Quando "Colazione da Tiffany" venne pubblicato per la prima volta, nel 1958, il «Time» definì la sua eroina Holly Golightly: «la gattina più eccitante che la macchina per scrivere di Truman Capote abbia mai creato. È un incrocio tra una Lolita un po' cresciuta e una giovanissima Zia Mame… sola, ingenua e un po' impaurita». Di tutti i suoi personaggi, disse Capote più tardi, lei era la sua preferita, ed è facile capire perché. Holly è una cover-girl di New York, attrice cinematografica mancata, generosa di sé con tutti, consolatrice di carcerati, eterna bambina chiassosa e scanzonata. È un personaggio incantevole, dotato di una sorprendente grazia poetica. Intorno a lei ruotano tipi bizzarri come Sally Tomato, paterno gangster ospite del penitenziario di Sing Sing; O.J. Berman, il potente agente delle star di Hollywood; il «vecchio ragazzo» Rusty Trawler; Joe Bell, proprietario di bar e timido innamorato...
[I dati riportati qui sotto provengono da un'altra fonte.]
PR #1310, opened 2026-04-27
Improve Reporter message list usability

barjac:
This adds the ability to 
- Delete a message
- Edit a message
- Add a message

- Also keeps the list sorted alphanumerically and increases the maximum entries to 15.

The problems resolved by this PR:
When the current selection list of previously saved messages grows to 10, there is no way in the GUI to remove any obsolete ones. New messages then overwrite essentially random messages with new ones. This is a bug since the user has no control over which messages will be replaced.
The list is not sorted, so messages of a similar type are scattered around the list based on when they were created.
Ten entries is only marginally adequate for some use cases.

Created in collaboration with Claude Code.


src/gui/dialogs/freedv_reporter.cpp
```diff
@@ -64,11 +68,126 @@ extern FreeDVInterface freedvInterface;
...
 #define RX_COLORING_SHORT_TIMEOUT_SEC (5)
 #define MSG_COLORING_TIMEOUT_SEC (5)
-#define STATUS_MESSAGE_MRU_MAX_SIZE (10)
+#define STATUS_MESSAGE_MRU_MAX_SIZE (15)
 #define MESSAGE_COLUMN_ID (6)
 
 using namespace std::placeholders;
 
+// Custom combo popup: a wxListBox that supports per-item right-click context menus.
+class MsgListPopup : public wxListBox, public wxComboPopup
```
tmiw: Can this be moved to a separate .cpp/.h file under src/gui/controls?

src/gui/dialogs/freedv_reporter.cpp
```diff
@@ -64,11 +68,126 @@ extern FreeDVInterface freedvInterface;
...
+            wxPoint screenPos = combo->GetScreenPosition();
+            wxSize  popupSz   = popupWin->GetSize();
+            popupWin->Move(screenPos.x, screenPos.y - popupSz.GetHeight());
+        }
+    }
+
+    wxSize GetAdjustedSize(int minWidth, int /*prefHeight*/, int maxHeight) override
+    {
+        int count = std::max(1, (int)GetCount());
+        // Estimate row height from font metrics; fall back to 22px.
```
tmiw: Why was 22px chosen? Why are we adding 8 to the character height?

src/gui/dialogs/freedv_reporter.cpp
```diff
@@ -64,11 +68,126 @@ extern FreeDVInterface freedvInterface;
...
+    void OnRightUp(wxMouseEvent& event)
+    {
+        if (pendingContextItem_ == wxNOT_FOUND)
+        {
+            event.Skip();
+            return;
+        }
+        int item = pendingContextItem_;
+        pendingContextItem_ = wxNOT_FOUND;
+        Dismiss();
```
tmiw: Should the context menu be shown before dismissing?

src/gui/dialogs/freedv_reporter.cpp
```diff
@@ -368,7 +487,8 @@ FreeDVReporterDialog::FreeDVReporterDialog(wxWindow* parent, wxWindowID id, cons
     auto statusMessageLabel = new wxStaticText(this, wxID_ANY, _("Message:"), wxDefaultPosition, wxDefaultSize);
     statusMessageSizer->Add(statusMessageLabel, 0, wxALL | wxALIGN_LEFT | wxALIGN_CENTER_VERTICAL, 5);
 
-    m_statusMessage = new wxComboBox(this, wxID_ANY, _(""), wxDefaultPosition, wxSize(180, -1), 0, nullptr, wxCB_DROPDOWN | wxTE_PROCESS_ENTER);
+    m_statusMessage = new wxComboCtrl(this, wxID_ANY, _(""), wxDefaultPosition, wxSize(180, -1), wxTE_PROCESS_ENTER);
```
tmiw, line 374: Add tooltip to indicate that you can right-click on individual items in the list?

tmiw (commented):
See comments below. I don't think I'll have time to try to compile and run this locally today but hopefully soon.

src/gui/dialogs/freedv_reporter.cpp
barjac: **Moved MsgListPopup to src/gui/controls/** — extracted inline class from  `freedv_reporter.cpp`. Circular dependency broken by replacing `FreeDVReporterDialog*`  with `std::function<void(int)>` callback. Constructor call uses lambda:   `[this](int idx){ ShowMsgItemContextMenu(idx); }`.   `fdv_gui_dialogs` now links against `fdv_gui_controls` (needed for symbol resolution).

src/gui/dialogs/freedv_reporter.cpp
barjac: **GetAdjustedSize magic numbers removed**
Simplified to `GetCharHeight() + 8` unconditionally.
Window is realised by the time this is called so GetCharHeight() always returns a valid value.
+8 approximates wxListBox internal item padding.

src/gui/dialogs/freedv_reporter.cpp
barjac: **Dismiss() before context menu order**
Confirmed correct as-is; showing menu before Dismiss() would cause two overlapping popups with z-order/focus issues.

barjac:
**Text selection after item pick — fixed** — after selecting an item, GTK's focus-in handler selects all text in the GtkEntry.
Fixed with a 20ms one-shot wxTimer (deselTimer_) started in OnLeftUp after Dismiss().
The timer handler calls tc->SetSelection(end, end) which collapses the selection to the cursor at end of text.
20ms is imperceptible but reliably runs after GTK's focus-in processing.
The selected message text remains visible in the entry box.

tmiw:
Thanks for the changes. Let me know once pushed to this PR so I can take a look.

barjac:
I think we doubled - its there now :)

tmiw:
Got the following on macOS while running this PR:

image

src/gui/dialogs/freedv_reporter.cpp
barjac: **Tooltip on combo control** — a tooltip on the wxComboCtrl text entry is not viable on GTK (I-beam cursor means GtkEntry owns the mouse; GTK suppresses tooltips\n   on focused text widgets). The existing tooltip in MsgListPopup::Create() on the popup listbox is the appropriate place.

barjac:
Try it now.

tmiw:
Similar error when right-clicking on the Send button:

image

barjac:
Too late now but I will take a look in the morning :)

barjac:
See how that goes, all instances of the same issue should be fixed now.

barjac:
Now persists the width of the edit/create dialogue between runs which makes repeated editing of long messages more user friendly.

tmiw:
OK I think it's working properly on macOS now. The main addition is the right-click list when you expand the message drop-down, right? All the options there seem to work, at least.

Question: some of this functionality seems to be duplicated in the right-click menus for Send and Clear. Should those be adjusted or removed entirely?

barjac:
> Question: some of this functionality seems to be duplicated in the right-click menus for Send and Clear. Should those be adjusted or removed entirely?

I don't think anything needs removing.
The options in the list context menu complement those accessed from the 'Send' button.
Ah! I see what you mean. I had not seen the options under the 'Clear' button!
I will think about that.

I just found a tiny bug that may or may not be fixable. If there are long messages in the pull down it has a scroll bar at the bottom to allow sliding across to view them, however on releasing the mouse button after using the scroll the list collapses.

tmiw:
> I just found a tiny bug that may or may not be fixable. If there are long messages in the pull down it has a scroll bar at the bottom to allow sliding across to view them, however on releasing the mouse button after using the scroll the list collapses.

This sounds like the kind of thing that might be DE-dependent :( macOS for example doesn't give me a scroll bar:

image

barjac:
Going back to your earlier question, I think the context menu from 'Clear' can be removed now.
Would anyone really want to remove all messages in one go?
This PR will provide single message delete from the list.

Scroll bar now fixed.

tmiw:
> Going back to your earlier question, I think the context menu from 'Clear' can be removed now. Would anyone really want to remove all messages in one go? This PR will provide single message delete from the list.
> 
> Scroll bar now fixed.

I could see someone wanting all of them to be cleared without needing to fully reset their config, but I don't know how often that would happen either.

Another question: should the 10 (?) message limit go away?

barjac:
If the duplication does not worry you then I see no compelling reason to remove the context menu from Clear.
A 'clear all' option could be added to the new menu but I don't like that since it would be too easy to click it accidentally, making a confirmation dialogue necessary. 
If you feel that the extra confirmation step is worthwhile then I am happy to add the 'clear all' option with confirmation so the Clear context menu can be removed.

Regarding the 10 limit, I increased it to 15 as I find that better for my use, while still keeping the full list visible on the screen.
Are you meaning to remove the limit completely? Limitless sounds a bit extreme :)
Maybe add the max value to the config rather than hard coding it and perhaps add it to the misc settings with a default of say 20?

tmiw:
Let's keep the context menus as-is and the limit to 15 so we don't keep churning on this. I'll see if I can test again on macOS as well as Windows and do a final review of the code. I'm not sure we'll be able to merge until after 2.3.0 gets released, though.

tmiw:
Tested on Windows and it seems to be fine. One thing I noticed was that there's an "Add new message" item in the new right-click menu, which works when there are already items in there but the menu isn't accessible if there aren't any items in the list already. Is that okay given there are several "save" options when you right-click on the Send button?

barjac:
Good catch, however I think it is OK. This is primarily for managing messages that already exist. As you say the Send button menu would be used for initial saves.

USER_MANUAL.md
```diff
@@ -420,6 +420,28 @@ in sync with the radio. For example, in the case of ALE, the radio's frequency c
...
 
+The FreeDV Reporter window includes a **Message:** field that allows you to broadcast a
+short status message (such as your location, antenna, or current activity) to other FreeDV
+Reporter users. Type a message and click **Send** to broadcast it, or **Clear** to remove
+the current message.
+
+*Note: messages are only broadcast when reporting is enabled in Tools->Options->Reporting
+and the **Reporting** toggle button in the main window is on.*
+
+Messages are not saved automatically. To save a message for later reuse, right-click the
```
tmiw, line 431: Would it make sense to change the behavior of the Send button so that it actually *does* save when you push it? (i.e. no right-click needed) That seems like something users would expect to have happen, right?

barjac: No. In our regular nets and also in 1:1 QSOs the reporter is also used to make quick comments which are unique and would not be saved. There are many cases where the same messages are used regularly, the list is ideal for these but it would become cluttered if all were saved. I think the way this is currently working in this PR is a good balance and another tester has also given a favourable review, saying that he will now be more inclined to make better use of the message feature.

PR #1323, opened 2026-05-04
TX Atten/Tune: fix context menus dismissed on button release on GTK and incorrect Tune power after program re-start

barjac:
On GTK, wxEVT_CONTEXT_MENU fires on button-press for wxStaticText and wxToggleButton. PopupMenu called from within that event is associated with the held button by GTK, so the menu closes the moment the right button is released.

Switch m_txLevelBox, m_txtTxLevelNum and m_btnTogTune from Connect(wxEVT_CONTEXT_MENU) to Bind(wxEVT_RIGHT_UP, lambda), so the menu is only shown after the button is released. The four increment/ decrement buttons keep wxEVT_CONTEXT_MENU as they are unaffected.


barjac:
This fixes two bugs found during extensive testing today:
The first related to the context menu action for activating the per band atten. saving.
The second was more serious as it was applying full TX power during 'Tune' on re-start of the program despite the reading on the screen being correct.

PR #1329, opened 2026-05-07
Release v2.3.0.

tmiw:
Updates version in source tree to enable tagging of v2.3.0.

### DIFF
--- a/CMakeLists.txt
+++ b/CMakeLists.txt
@@ -58,12 +58,12 @@ endif(NOT DEFINED LINUX)
 # Adds a tag to the end of the version string. Leave empty
 # for official release builds.
 if(NOT DEFINED FREEDV_VERSION_TAG)
-set(FREEDV_VERSION_TAG "dev")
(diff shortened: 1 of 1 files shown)


barjac:
Could I ask that you review PR1323 before the next release?
The fix for unintentionally getting a full power 'Tune' output is potentially dangerous.
It has been there since the Tune button was implemented but has only become more serious since the TX atten. per band has been implemented.
The description in the PR explains the bug. I have been using a system built with 1310 and 1323 merged for a week or so now (in Linux only) without problems.

tmiw:
> Could I ask that you review PR1323 before the next release? The fix for unintentionally getting a full power 'Tune' output is potentially dangerous. It has been there since the Tune button was implemented but has only become more serious since the TX atten. per band has been implemented. The description in the PR explains the bug. I have been using a system built with 1310 and 1323 merged for a week or so now (in Linux only) without problems.

Reviewed and merged.

PR #1330, opened 2026-05-07
Reduce likelihood of fullduplex test failing due to audio dropouts on start.

tmiw:
WIP - DO NOT MERGE


tmiw:
Doesn't seem to be doing as promised. Closing.

PR #1338, opened 2026-05-11
Disable use of pffft during audio resampling.

tmiw:
Disables use of the pffft library during audio resampling as it seems to slightly degrade FlexRadio waveform RX audio.


tmiw:
The weird thing is that based on some audio recordings from FreeDV 2.3.0 vs. freedv-flex 2.3.0 that I received, the latter definitely sounds worse (despite both using the same resampling code internally). On top of that, the rade_loss ctest in the aarch64 GH test environment isn't returning results that differ much from 2.2.1. Testing locally with and without this change indicates that making this change does improve audio quality, so I'm going to check in with the person who reported the problem and see if they notice improvements as well.

EDIT: Forgot to mention, if this doesn't help the next step is to revert the change to r8brain and go back to using libsamplerate. The FlexRadio waveform uses a processing pipeline that is a subset of freedv-gui's, so there's not much more it could be.

tmiw:
Merging at risk due to multiple complaints about the FlexRadio waveform audio quality. I'll create a followup PR if this still doesn't fully resolve said complaints.

PR #1353, opened 2026-05-18
Fix missing Hamlib defines when building from source

barjac:
## Summary

- When `libhamlib-dev` is absent and FreeDV builds Hamlib from source via `cmake/BuildHamlib.cmake`, `HAMLIB_USE_FRIENDLY_ERRORS` and `HAMLIB_CONST_WORKAROUND` are never defined
- The system Hamlib path already sets these via a version check, but the source-build path had no equivalent
- Without `HAMLIB_USE_FRIENDLY_ERRORS`, the `rig_get_conf()` call in `HamlibRigController.cpp` is used instead of `rig_get_conf2()`, which causes a `-Werror=deprecated-declarations` build failure against Hamlib 4.7.1
- Since `BuildHamlib.cmake` always fetches 4.7.1, both defines are unconditionally valid

## Test plan

- [x] Remove `libhamlib-dev`, rebuild FreeDV — confirm build succeeds with Hamlib built from source
- [x] Verify `rig_get_conf2()` path is taken (no deprecated-declarations warning)


barjac:
Build succeeds and runs with this change. With 4.7.1 it can now talk to the radio using port 4532.

tmiw:
Interesting that this is needed, I would have expected the GH builds (especially the AppImage ones) to have started failing by now. The changes look reasonable, though, so I'll merge when I'm on a computer.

Forse sono partita con aspettative molto alte riguardo questo libro: uno tra i libri più famosi di Truman Capote, ho ricevuto diversi consigli e la mia caffetteria preferita ha proprio questo nome con riferimenti al celebre film che vede come protagonista Audrey Hepburn. Ma ahimè, questo romanzo di narrativa non ha rispecchiato i miei gusti di lettura. L'ho letto in una sola notte partecipando alla live di lettura notturna organizzata da La biblioteca di Daphne e altre due ospiti, quindi diciamo che scorre particolarmente bene ed è anche di poche pagine, ma allo stesso tempo per tutta la durata della lettura questa storia non mi ha trasmesso quasi niente, solo una lieve curiosità che mi ha permesso di arrivare al termine per vedere come sarebbe finito, ma anche il finale non mi ha convinta per niente, mi aspettavo un colpo di scena che ravvivasse la storia, qualcosa che avrebbe stravolto il corso degli eventi, invece non ho trovato niente del genere e a mio parere la conclusione è stata abbastanza piatta. La trama in sé e per sé mi aveva anche incuriosita, la narrazione si basa principalmente su Holly Golightly e il suo carattere travolgente, così come gli uomini che le stanno attorno, però non parlerei di questo libro con grande entusiasmo.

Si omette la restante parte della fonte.